Sent from my iPhone using Tapatalk


----------



## Drain Pro (Nov 3, 2013)

Mongoose quoted me 5600+ to install their remote system. 


Sent from my iPhone using Tapatalk


----------



## gear junkie (Jun 20, 2008)

Mongoose.....only your wallet hurts. Weren't talking about buying a 4040 from them?


----------



## Drain Pro (Nov 3, 2013)

gear junkie said:


> Mongoose.....only your wallet hurts. Weren't talking about buying a 4040 from them?




I was. I started talking more seriously with them but believe it or not there remote is more basic than what I have. Can't start the machine remotely and can't tell what pressure you're at. I'm not really sure what I'm going to do. Just got off the phone with O'Brien. Quoted me 70 grand for a 3040 skid with 750 gallon tank and full featured remote with display screen.


----------



## Drain Pro (Nov 3, 2013)

I hope that perhaps the main battery on the machine doesn't have enough juice to let the remote crank the engine over. I'll check that next. 


Sent from my iPhone using Tapatalk


----------



## gear junkie (Jun 20, 2008)

Drain Pro said:


> I was. I started talking more seriously with them but believe it or not there remote is more basic than what I have. Can't start the machine remotely and can't tell what pressure you're at. I'm not really sure what I'm going to do. Just got off the phone with O'Brien. Quoted me 70 grand for a 3040 skid with 750 gallon tank and full featured remote with display screen.


Check Pipehunter. They had some solid looking units at the show. 

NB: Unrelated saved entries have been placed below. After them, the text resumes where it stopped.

PR #802, opened 2021-08-10
Custom infra tolerations and selectors

### LINKED ISSUE #790: Custom nodeSelector and tolerations for webhook and cert-manager
**What happened**:
I tried to run nmstate into a kubernetes cluster deployed with Rancher.
Since the operator is using default kubernetes master labels and taints the cert-manager and webhook are not starting on a Rancher k8s cluster (they used different labels and taints).

It has to be a way to configure nodeSelector and tolerations for cert-manager and webhook deployments target nodes.

Deploy a rancher cluster. Install nmstate operator (by altering the operator nodeSelector and tolerations manually in the operator manifest). Create a nmstate custom object. Watch webhook and cert-manager deployment pods remaining in Pending.

Rancher uses the following labels for master nodes:

`node-role.kubernetes.io/controlplane: "true"`

and the following tolerations are usually needed (assuming etcd runs alongside kubernetes api and controllers):

```
    - effect: NoSchedule
      key: node-role.kubernetes.io/controlplane
      operator: Exists
    - effect: NoExecute
      key: node-role.kubernetes.io/etcd
      operator: Exists
```
**Environment**:

The issue is not related to network manager itself or to k8s and/or OS version so the environment is not relevant.

brutus333:
Currently, the nmstate operator uses default master nodes labels and taints (from a vanilla k8s deployment) for webhook and cert-manager deployments.
This change allows the customization of both labels and tolerations.

fixes #790

>
> /kind bug

/kind enhancement

Some k8s engine (e.g. Rancher) does not use the default labels and taints - so in this cases nmstate operator can't be deployed.

**Release note**:

```release-note
NONE
```


api/v1beta1/nmstate_types.go
```diff
@@ -34,6 +34,14 @@ type NMStateSpec struct {
 	// If Tolerations is specified, the handler daemonset will be also scheduled on nodes with corresponding taints
 	// +optional
 	Tolerations []corev1.Toleration `json:"tolerations,omitempty"`
+	// WebhookNodeSelector is an optional selector that will be added to webhook & certmanager Deployment manifests
+	// If WebhookNodeSelector is specified, the webhook and certmanager will run only on nodes that have each of the indicated
+	// key-value pairs as labels applied to the node.
+	// +optional
+	WebhookNodeSelector map[string]string `json:"webhookNodeSelector,omitempty"`
```
phoracek, line 41: I think we should not make this specific to implementation details - us using a webhook. Could we instead have it so there is a selector/toleration for "control plane" or "infra" ... not sure about the naming.

brutus333: I thought about using infra initially but control plane looks like a more inspired choice. Should I replaced Webhook with ControlPlane for nodeselectors & tolerations?

phoracek: I think that would be nice, although I'm little conflicted as everything we have is kind of a control plane, mmm.

Anyhow, I would like to hear @rhrazdil input on this as he worked on similar topic in the past.

rhrazdil (commented):
@phoracek  Would it make sense to introduce PlacementConfiguration API similar to what was done in CNAO?
https://github.com/kubevirt/cluster-network-addons-operator/blob/c6a4fba63ee5ebf8612efa4061ea984b6acd00a3/pkg/apis/networkaddonsoperator/shared/networkaddonsconfig_types.go#L38

phoracek:
I think it would. But it has one major issue - we would break the current "flat" placement API. I suppose we have to pick between:

Backwards compatible, but asymmetrical API.

```yaml
tolerations:
  ...
nodeSelectors:
  ...
infraTolerations:
  ...
infraNodeSelectors:
  ...
```

Symmetrical API, but I'm not sure if we can really call it "workloads".

```yaml
  placementConfiguration:
    infra:
      nodeSelectors:
        ..
      tolerations:
        ..
    workloads:
      nodeSelectors:
        ..
      tolerations:
        ..
```

I'm slightly leaning towards the flat one, but I suppose it is a matter of taste (and it can bloat to become way uglier). I will not fight for that though. We have to make sure that we handle:

* Proper naming
* Backwards compatibility, possibly implemented internally

brutus333:
@phoracek : I tend to be in favor of symmetrical API instead of flat (data seems better structured) but I don't have a strong opinion on this.
Please let me know what you decide that have to be implemented.

rhrazdil:
@phoracek Correct, the Symmetrical API looks better IMO, but we would need to keep backwards compatibility with current `nodeSelector` field, plus I agree that workloads doesn't fit in the context of knmstate. Infra and Handler would make more sense.

Nice thing about the structured API is that it is (or could be, if the fields are well named) self-explanatory, whereas having just 
```yaml
tolerations:
  ...
nodeSelectors:
  ...
infraTolerations:
  ...
infraNodeSelectors:
```
could force users look into documentation to see what is the meaning.

I'm not strongly opinionated either, going with the flat model seems like the easier path with respect to the already present `nodeSelector` field in the API.

I would consider the structured Symmetric model if we expected NMState CR to have many attributes or more components to apply nodeSelector/tolerations to.
I think we don't expect either of the two.

phoracek:
@brutus333 we discussed this offline with Radim and we'd like to pursue following: Convert the current API into a structured one. The naming and structure should follow this format ...

```yaml
  placementConfiguration:
    infra:
      affinity:
        nodeAffinity:
          requiredDuringSchedulingIgnoredDuringExecution:
            nodeSelectorTerms:
            - matchExpressions:
              - key: node-role.kubernetes.io/master
                operator: Exists
    workloads:
      nodeSelector:
        node-role.kubernetes.io/worker: ""
```

While introducing this new structure, we must assure backwards compatibility with the old selector API.

Does this sound fine to you?

brutus333:
> @brutus333 we discussed this offline with Radim and we'd like to pursue following: Convert the current API into a structured one. The naming and structure should follow this format ...
> 
> ```yaml
>   placementConfiguration:
>     infra:
>       affinity:
>         nodeAffinity:
>           requiredDuringSchedulingIgnoredDuringExecution:
>             nodeSelectorTerms:
>             - matchExpressions:
>               - key: node-role.kubernetes.io/master
>                 operator: Exists
>     workloads:
>       nodeSelector:
>         node-role.kubernetes.io/worker: ""
> ```
> 
> While introducing this new structure, we must assure backwards compatibility with the old selector API.
> 
> Does this sound fine to you?

Yes, I'll take it next week, now I' in holiday.

phoracek:
Enjoy your holidays!

phoracek:
I see no reason not to include the new attribute in both versions. Older versions of the operator would just ignore it, new would handle it. I would vote for that.

We have to maintain backwards compatibility, anything else would be a major annoyance to users. Also, the proposed change is quite small and does not merit a major version bump.

Would  think make sense:
* Add the new attribute as proposed in https://github.com/nmstate/kubernetes-nmstate/pull/802#issuecomment-901932168 to all versions of the API spec. 
* Keep the old placement API (NodeSelector and Toletaions), this is only for backwards compatibility. We should change the operator, so it converts this into the new API and writes it back on the API server.

brutus333:
> I see no reason not to include the new attribute in both versions. Older versions of the operator would just ignore it, new would handle it. I would vote for that.
> 
Acknowledge that.
> We have to maintain backwards compatibility, anything else would be a major annoyance to users. Also, the proposed change is quite small and does not merit a major version bump.
> 
What do you mean with major version bump? Are you referring to nmstate project version or to CRD version? I was planning to use v1 for new nmstate CRD version.
> Would think make sense:
> 
> * Add the new attribute as proposed in [Custom infra tolerations and selectors #802 (comment)](https://github.com/nmstate/kubernetes-nmstate/pull/802#issuecomment-901932168) to all versions of the API spec.
> * Keep the old placement API (NodeSelector and Toletaions), this is only for backwards compatibility. We should change the operator, so it converts this into the new API and writes it back on the API server.

I'd keep the flat model for v1beta1 and v1alpha1 versions but I'd add the infraSelector and infraTolerations similar to the code existing now in this PR. Adding additional fields does not invalidate the old APIs but I prefer to not add the structured fields to old API since it can bring confusion (and we might introduce duplicated configuration - for example NodeSelector and Tolerations will be part of both flat and structured data).

A different topic refers to the way now the CRDs are generated: kubebuilder project documents the use of kustomize to patch the CRD with conversion key: https://book.kubebuilder.io/multiversion-tutorial/deployment.html#deployment-and-testing.

But in nmstate operator case it seems that CRDs are generated via Makefile with: `go run sigs.k8s.io/controller-tools/cmd/controller-gen "crd:trivialVersions=true" paths="./..." output:crd:artifacts:config=deploy/crds` and the resulting CRDs are used so no kustomize is called. Is my understanding correct? If so, please give me some hints on how to change the bundling to include conversion key.

controllers/nmstate_controller.go
```diff
@@ -173,12 +173,24 @@ func (r *NMStateReconciler) applyHandler(instance *nmstatev1beta1.NMState) error
...
+	amd64AndCRInfraNodeSelector := instance.Spec.InfraNodeSelector
+	if amd64AndCRInfraNodeSelector == nil {
+		amd64AndCRInfraNodeSelector = amd64ArchOnMasterNodeSelector
+	} else {
+		amd64AndCRInfraNodeSelector["beta.kubernetes.io/arch"] = "amd64"
+	}
+
+	webhookTolerations := instance.Spec.InfraTolerations
+	if webhookTolerations == nil {
+		webhookTolerations = []corev1.Toleration{masterExistsNoScheduleToleration}
```
qinqon, line 185:
```suggestion
	infraTolerations := instance.Spec.InfraTolerations
	if infraTolerations == nil {
		infraTolerations = []corev1.Toleration{masterExistsNoScheduleToleration}
```

api/v1beta1/nmstate_types.go
```diff
@@ -34,6 +34,14 @@ type NMStateSpec struct {
...
 	// +optional
 	Tolerations []corev1.Toleration `json:"tolerations,omitempty"`
+	// InfraNodeSelector is an optional selector that will be added to webhook & certmanager Deployment manifests
+	// If InfraNodeSelector is specified, the webhook and certmanager will run only on nodes that have each of the indicated
+	// key-value pairs as labels applied to the node.
+	// +optional
+	InfraNodeSelector map[string]string `json:"webhookNodeSelector,omitempty"`
+	// InfraTolerations is an optional list of tolerations to be added to webhook & certmanager Deployment manifests
+	// If InfraTolerations is specified, the handler daemonset will be able to be scheduled on nodes with corresponding taints
+	InfraTolerations []corev1.Toleration `json:"webhookTolerations,omitempty"`
```
qinqon, line 44: This has to be optional too

deploy/crds/nmstate.io_nmstates.yaml
```diff
@@ -89,6 +89,58 @@ spec:
...
+              webhookNodeSelector:
+                additionalProperties:
+                  type: string
+                description: InfraNodeSelector is an optional selector that will be
+                  added to webhook & certmanager Deployment manifests If InfraNodeSelector
+                  is specified, the webhook and certmanager will run only on nodes
+                  that have each of the indicated key-value pairs as labels applied
+                  to the node.
+                type: object
+              webhookTolerations:
```
qinqon, line 101: This CRD has to be re-generated is still pointing to "webhook"

qinqon:
@brutus333 can you squash the commits since they have already mixed contents let's just have one commit.

qinqon (changes requested):
Can you rebase the PR ?

controllers/nmstate_controller.go
brutus333: I changed the code in latest commit.

api/v1beta1/nmstate_types.go
brutus333: Ack. Changed in last commit.

deploy/crds/nmstate.io_nmstates.yaml
brutus333: I regenerated it and push the changes.

qinqon:
/hold

Implementation looks sane but I want to verify integration with cluster-network-addons-operator.

brutus333:
> /hold
> 
> Implementation looks sane but I want to verify integration with cluster-network-addons-operator.

@qinqon : what about schema change? Should we pursue it in current PR or should we put it in a different PR?

qinqon:
So, cluster-network-addons-opertor is affected by it https://github.com/kubevirt/cluster-network-addons-operator/blob/04936fc91abcd86bd9cf9893c2d1386a73981eed/hack/components/bump-nmstate.sh#L37-L43.

qinqon:
> > /hold
> > Implementation looks sane but I want to verify integration with cluster-network-addons-operator.
> 
> @qinqon : what about schema change? Should we pursue it in current PR or should we put it in a different PR?

At schema level we are just adding new features to NMState CR we just have to document it.

Related to CNAO what we have change is the name of the placeholders this is not the schema, CNAO is going to install the manifest it has on it's image so is a 1-1 relation so we don't have to do a migration or anything.

Long store short let's add some docs related to the new knobs at NMState and we will also need to adapt CNAO @rhrazdil are you ok with that ?

rhrazdil:
@qinqon I'm okay with that approach, thanks!

brutus333:
> Long store short let's add some docs related to the new knobs at NMState and we will also need to adapt CNAO @rhrazdil are you ok with that ?

@qinqon: where do you propose to add the documentation? I can't find a place where nmstate CRD is documented (apart from comments in the source code).

qinqon:
> > > /hold
> > > Implementation looks sane but I want to verify integration with cluster-network-addons-operator.
> > 
> > 
> > @qinqon : what about schema change? Should we pursue it in current PR or should we put it in a different PR?
> 
> At schema level we are just adding new features to NMState CR we just have to document it.
> 
> Related to CNAO what we have change is the name of the placeholders this is not the schema, CNAO is going to install the manifest it has on it's image so is a 1-1 relation so we don't have to do a migration or anything.
> 
> Long store short let's add some docs related to the new knobs at NMState and we will also need to adapt CNAO @rhrazdil are you ok with that ?



> > Long store short let's add some docs related to the new knobs at NMState and we will also need to adapt CNAO @rhrazdil are you ok with that ?
> 
> @qinqon: where do you propose to add the documentation? I can't find a place where nmstate CRD is documented (apart from comments in the source code).

I am going to create an issue so we document the NMState CR

/lgtm
/approve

Are those 2 features important? Remote start....you have a tank....let it cycle. I think turning an engine on and off would be really bad for the engine anyway.

Pressure reading on the remote....I don't ever need this. Where have you found this valuable?


----------



## Drain Pro (Nov 3, 2013)

gear junkie said:


> Check Pipehunter. They had some solid looking units at the show.
> 
> 
> 
> ...




Let's say I'm in a basement or crawl space. How do I know what pressure I'm at? How do I not exceed the max PSI? My machine has a blowout disc on the pump and a manual unloader. If I exceed max psi while inside, I'll blow my disc. When my remote works (big when), when I throttle up on the remote for the third time I know I'm close to max RPM's. I adjust the unloader accordingly depending on the nozzle. The only time I have to go back out to the machine is if I change the nozzle because I'll have to readjust the bypass or unloader.


----------



## Drain Pro (Nov 3, 2013)

I liked Pipe Hunter as well 


Sent from my iPhone using Tapatalk


----------



## bulldozer (Jan 11, 2009)

I can call my buddy scott if you want? Hes pretty good with that stuff. Hes bailed me out a few times.


----------



## Drain Pro (Nov 3, 2013)

bulldozer said:


> I can call my buddy scott if you want? Hes pretty good with that stuff. Hes bailed me out a few times.




Plungerboy? I'm open to any suggestions. Thanks Tom.


----------



## bulldozer (Jan 11, 2009)

No scott at Undervision. The camera repair guy. He builds and engineers electrical control/ remote systems for a living. I will see him tonight and i will pock his brain. Its got to be something simple.


----------



## Drain Pro (Nov 3, 2013)

bulldozer said:


> No scott at Undervision. The camera repair guy. He builds and engineers electrical control/ remote systems for a living. I will see him tonight and i will pock his brain. Its got to be something simple.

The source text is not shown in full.